DATASET EXCERPTS:

PR #400, opened 2025-09-22
Enable function calling for openai models that support it

djr7C4:


djr7C4:
I've verified that these models support function calling according to OpenAI's website

xenodium:
Thank you. I gotta say, I haven't used function calling much since I added this.

Is it working well for you? What are you using it for?

Btw, I'm working on an agent shell now which delegates all this stuff to the agent. It's early days still, so not yet public but happy to add you to the repo if you'd like to take it for a spin (only Claude Code and Gemini CLI support at the moment).

djr7C4:
Sure. I'd be interested in taking a look at it. Thanks! So far I've only tested tool use with your weather tool but it worked as intended.

I'm interested in writing a package that allows the user to modify code in the current buffer by voice. Think less along lines of something like Aider and more like "add a class with slots named ..." or "add the slots ... too the class ..." At the moment I'm thinking about how tool use and agents factor into this.

I'm unsure if it will make sense to base it on chatgpt-shell or something else. In addition to tool use for other providers, I'd need to add audio input capabilities or use something like whisper.el. It might be faster to use a model that supports audio input rather than transcribing separately though.

I also looked into llm.el but it seems to abstract away too much from the models in order to provide a consistent interface.

I've tested some models. OpenAI tends to be slow. Google is fairly fast but still not as fast as would be ideal for audio. gpt-20b is very fast when you go with the lowest latency provider but it doesn't support audio.

djr7C4:
Thanks. I'll check it out. I'm on Linux BTW.

PR #4717, opened 2023-11-10
[blue spells] "crit/acc varies with tp" adjustments

MowFord:
**_I affirm:_**

Goes in tandem with #4698 . Essentially handles the "crit/acc varies with TP" outside of `bluemagic.lua` for simplicity.

Ideally one day the tpmod param would define what happens inside `bluemagic.lua`. I would love to do it one day, but I don't have the time to fully audit all of them (also looks like we're missing a tpmod_chance to increase chance to apply debuffs instead of duration).

Note that the changes in the other PR are required for this to affect any change

Have 3k tp, use blu skills that vary acc or crit with TP, see that they do not get a bonus. Use CA and see that they do. Azure Lore gives a flat (large) bonus as well

### DIFF
--- a/scripts/actions/spells/blue/asuran_claws.lua
+++ b/scripts/actions/spells/blue/asuran_claws.lua
@@ -22,6 +22,13 @@ spellObject.onSpellCast = function(caster, target, spell)
     local params = {}
     params.ecosystem = xi.ecosystem.BEAST
     params.tpmod = TPMOD_ACC
+    params.bonusacc = 0
+    if caster:hasStatusEffect(xi.effect.AZURE_LORE) then
+        params.bonusacc = 70
+    elseif caster:hasStatusEffect(xi.effect.CHAIN_AFFINITY) then
+        params.bonusacc = math.floor(caster:getTP() / 50)
+    end
+
     params.attackType = xi.attackType.PHYSICAL
     params.damageType = xi.damageType.HTH
     params.scattr = xi.skillchainType.LIQUEFACTION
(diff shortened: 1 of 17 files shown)


scripts/actions/spells/blue/asuran_claws.lua
```diff
@@ -22,6 +22,7 @@ spellObject.onSpellCast = function(caster, target, spell)
     local params = {}
     params.ecosystem = xi.ecosystem.BEAST
     params.tpmod = TPMOD_ACC
+    params.bonusacc = caster:hasStatusEffect(xi.effect.AZURE_LORE) and 70 or (0 + (caster:hasStatusEffect(xi.effect.CHAIN_AFFINITY) and math.floor(caster:getTP() / 50 or 0)))
```
Xaver-DaRed: Dont take this as a must, just my opinion AND personal preference, however, I would rather bonusacc be defined as 0 and then use if/else to set its value, instead of this. For clarity.

MowFord: Was simpler to copy paste a one liner but I do see yours as easier to read. Ideally this logic gets put into the main lua, I just don't see a half solution getting approved and I can't do a full implementation at this time

Let me know if you want it updated. Otherwise I think it best to leave as a style choice when it's moved to core

TeoTwawki: Def update it. The line length alone bothers me. 

(Using multiple variables could solve that as well. I'm just talking about length.)

claywar: Yeah, nested ternaries in lua might be a bit too much.  If you still wanted to keep using the style, I'd suggest splitting into two variables

MowFord: Understood

Xaver-DaRed (approved):

PR #4719, opened 2023-11-12
[core] Add PEntity->GetUntargetable() in CAIContainer::IsUntargetable

WinterSolstice8:
**_I affirm:_**

This will prevent bad packets from being sent out if a mob is changed to be untargetable mid-action

start casting a long cast time spell like freeze on a mob
!exec target:setUntargetable(true) and see you get an interrupt animation instead of nothing/jank packet


Xaver-DaRed (approved):
Great

TeoTwawki (approved):

PR #4721, opened 2023-11-12
[Lua] Add Campaign Arbiter teleport/retrace behavior

MowFord:
**_I affirm:_**

Created new `teleports` lua file to support two new sets of functions for teleporting from nations to the campaign front and retracing from the campaign front to the aligned nation.

The retrace NPCs now don't show teleport option if you are in the zone you'd teleport to. I've include the additional Campaign Arbiters' lua files in each city zone, but their status is still set to 2 in the db. 

The teleport NPCs give a menu that lists all zones you've visited and cost based on wiki sources.

Showing the teleport to battlefront in action:
image

The menu didn't show CN_S until i zoned to CN_S and went back to npc

Interact with the CA NPCs in the 3 nations in the past and get the default "Civilian what are you doing" message. Adjust your allegiance and get the menu based on zones visited (with a catchall if somehow you end up in the past nation, with an allegiance, and never having visited the zones)

Interact with the Retrace NPCs in the 3 nations in the past and see that they give you the option to Retrace only if you're aligned with a nation and you are not currently in that nation.

### DIFF
--- a/scripts/zones/Southern_San_dOria_[S]/DefaultActions.lua
+++ b/scripts/zones/Southern_San_dOria_[S]/DefaultActions.lua
@@ -53,8 +53,6 @@ return {
     ['Riautte']                  = { event = 41 },
     ['Rongelouts_N_Distaud']     = { event = 604 },
     ['Sabiliont']                = { event = 608 },
-    ['Saphiriance_TK']           = { event = 450 },
-    ['Scarlette_CA']             = { event = 459 },
     ['Suspicious_Object']        = { text = ID.text.NOTHING_OUT_OF_ORDINARY },
     ['Thierride']                = { event = 333 },
     ['Touttaures']               = { event = 603 },
--- a/scripts/effects/teleport.lua
+++ b/scripts/effects/teleport.lua
@@ -27,6 +27,9 @@ effectObject.onEffectLose = function(target, effect)
         xi.teleport.toHomeNation(target)
     elseif destination == xi.teleport.id.RETRACE then
         xi.teleport.toAlliedNation(target)
+    elseif destination == xi.teleport.id.CAMPAIGN then
+        local campaignDestination = effect:getSubPower()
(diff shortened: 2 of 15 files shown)


Xaver-DaRed (approved):
Please add the positions to the npcs.

Xaver-DaRed:
This needs a rebase to resolve conflicts.

MowFord:
> This needs a rebase to resolve conflicts.

Thanks for lookin out. All clear now

scripts/zones/Southern_San_dOria_[S]/DefaultActions.lua
```diff
@@ -53,8 +53,6 @@ return {
     ['Riautte']                  = { event = 41 },
     ['Rongelouts_N_Distaud']     = { event = 604 },
     ['Sabiliont']                = { event = 608 },
-    ['Saphiriance_TK']           = { event = 450 },
```
Comment (claywar) [inline scripts/zones/Southern_San_dOria_[S]/DefaultActions.lua:56]: Why are these being removed? These are absolutely valid from caps when unavailable, which would be prior to access from quests.  These _are_ the default action.

claywar (changes requested):

scripts/zones/Southern_San_dOria_[S]/DefaultActions.lua
Comment (MowFord) [reply scripts/zones/Southern_San_dOria_[S]/DefaultActions.lua:56]: The updated npc lua handles this event when the player doesn't have campaign allegiance

Comment (claywar) [reply scripts/zones/Southern_San_dOria_[S]/DefaultActions.lua:56]: I may be misunderstanding, but you seem to be using base event of 458 - 1 for no allegiance.  This is a global, and I would suggest testing this with other zones.

Comment (MowFord) [reply scripts/zones/Southern_San_dOria_[S]/DefaultActions.lua:56]: Saphiriance was flagged in this request but the question about 458 - 1 was about a different npc.

I see now that there was a mistake and it should be +1 for no allegiance:

image

I've rebased, then made that adjustment and tested the NPCs with and without allegiance

PR #4722, opened 2023-11-12
[Lua] Scarlette_CA: incorrect default event id

MowFord:
**_I affirm:_**

The PR fixes a typo in the event id for this NPC. 

Partner PR with https://github.com/LandSandBoat/server/pull/4721

I'm splitting this out for my own information because I'd love to know what exactly the reasoning is for `DefaultActions.lua` to be round robined with an actual `onTrigger` function for an NPC.

Tracked the history for this entry to just when this zone's `DefaultActions.lua` file was created, the event id was copied wrong...but I'd like to know why exactly it's used when an NPC has a proper `onTrigger` function.

Story:
I updated `Scarlette_CA.lua` to perform an actual startevent, but hitting Scarlette the first time would lock the client. You could hit esc to unlock and interact again to get the menu to function properly (sounds trivial, but it actually wasted a solid hour of my time trying to figure out wth was going on there). So basically an NPC defined in `DefaultActions.lua` uses round robin between the npc's lua and the default action lua event id

### DIFF
--- a/scripts/zones/Southern_San_dOria_[S]/DefaultActions.lua
+++ b/scripts/zones/Southern_San_dOria_[S]/DefaultActions.lua
@@ -54,7 +54,7 @@ return {
     ['Rongelouts_N_Distaud']     = { event = 604 },
     ['Sabiliont']                = { event = 608 },
     ['Saphiriance_TK']           = { event = 450 },
-    ['Scarlette_CA']             = { event = 489 },
+    ['Scarlette_CA']             = { event = 459 },
     ['Suspicious_Object']        = { text = ID.text.NOTHING_OUT_OF_ORDINARY },
     ['Thierride']                = { event = 333 },
     ['Touttaures']               = { event = 603 },


claywar (approved):

MowFord:
For posterity, I found out what was going on. The interaction framework by design alternate between the npc lua file and the interaction framework logic (including default actions). So the above was working as intended, but default actions aren't needed of an npc has a functional lua file.

claywar:
There's two different things at play.  When moving the event to defaults, it was fat-fingered from 459 to 489.  That was the root cause of this issue.  Default actions in Interaction are the _lowest_ priority item.  Any event call should override this, be it in an npc script or quest/mission script.  In this case, there is no difference, as the npc only had one action.

Also, the preferred method for any NPC that has _only_ quest or mission functions is to not use the NPC script in favor of interaction.

MowFord:
> There's two different things at play. When moving the event to defaults, it was fat-fingered from 459 to 489. That was the root cause of this issue. Default actions in Interaction are the _lowest_ priority item. Any event call should override this, be it in an npc script or quest/mission script. In this case, there is no difference, as the npc only had one action.
> 
> Also, the preferred method for any NPC that has _only_ quest or mission functions is to not use the NPC script in favor of interaction.

But it was still doing round robin on the incorrect default event id, other than that yep everything else makes sense, thanks!

PR #4725, opened 2023-11-13
[core] Add 0x051 equipset to retrigger latents, retrigger on action

WinterSolstice8:
**_I affirm:_**

This commit refactors the retrigger latent variable in CCharEntity to be more generic in case latents need to be retriggered elsewhere
This commit also will allow retriggering of latents sent from equipsets, not just normal equip packets.
Actions (0x01A) will now reprocess latents if an equipset/equip was sent in the same chunk.

Try to trigger various latents that would exist only in precast (ala gearswap/luashitacast) and see they work correctly


Xaver-DaRed (approved):
LGTM

TeoTwawki (approved):

PR #4729, opened 2023-11-15
[Core] Rework getSpeed()

### LINKED ISSUE #2482: 🐛 Movement speed equipment bonuses stack unexpectedly

## Branch affected by issue 

`base`

## Steps to reproduce

Equip multiple movement speed bonus items. For this example I used
Danzo Sun-ate +12%
Kinddom Aketon +12% in San d'Oria
Shneddick Ring +18%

EXERCISE GOAL: Restate the data verbatim through the "Goes in tandem" line.

ANSWER FOR THIS EXERCISE:
PR #400, opened 2025-09-22
Enable function calling for openai models that support it

djr7C4:


djr7C4:
I've verified that these models support function calling according to OpenAI's website

xenodium:
Thank you. I gotta say, I haven't used function calling much since I added this.

Is it working well for you? What are you using it for?

Btw, I'm working on an agent shell now which delegates all this stuff to the agent. It's early days still, so not yet public but happy to add you to the repo if you'd like to take it for a spin (only Claude Code and Gemini CLI support at the moment).

djr7C4:
Sure. I'd be interested in taking a look at it. Thanks! So far I've only tested tool use with your weather tool but it worked as intended.

I'm interested in writing a package that allows the user to modify code in the current buffer by voice. Think less along lines of something like Aider and more like "add a class with slots named ..." or "add the slots ... too the class ..." At the moment I'm thinking about how tool use and agents factor into this.

I'm unsure if it will make sense to base it on chatgpt-shell or something else. In addition to tool use for other providers, I'd need to add audio input capabilities or use something like whisper.el. It might be faster to use a model that supports audio input rather than transcribing separately though.

I also looked into llm.el but it seems to abstract away too much from the models in order to provide a consistent interface.

I've tested some models. OpenAI tends to be slow. Google is fairly fast but still not as fast as would be ideal for audio. gpt-20b is very fast when you go with the lowest latency provider but it doesn't support audio.

djr7C4:
Thanks. I'll check it out. I'm on Linux BTW.

PR #4717, opened 2023-11-10
[blue spells] "crit/acc varies with tp" adjustments

MowFord:
**_I affirm:_**

Goes in tandem with #4698 . Essentially handles the "crit/acc varies with TP" outside of `bluemagic.lua` for simplicity.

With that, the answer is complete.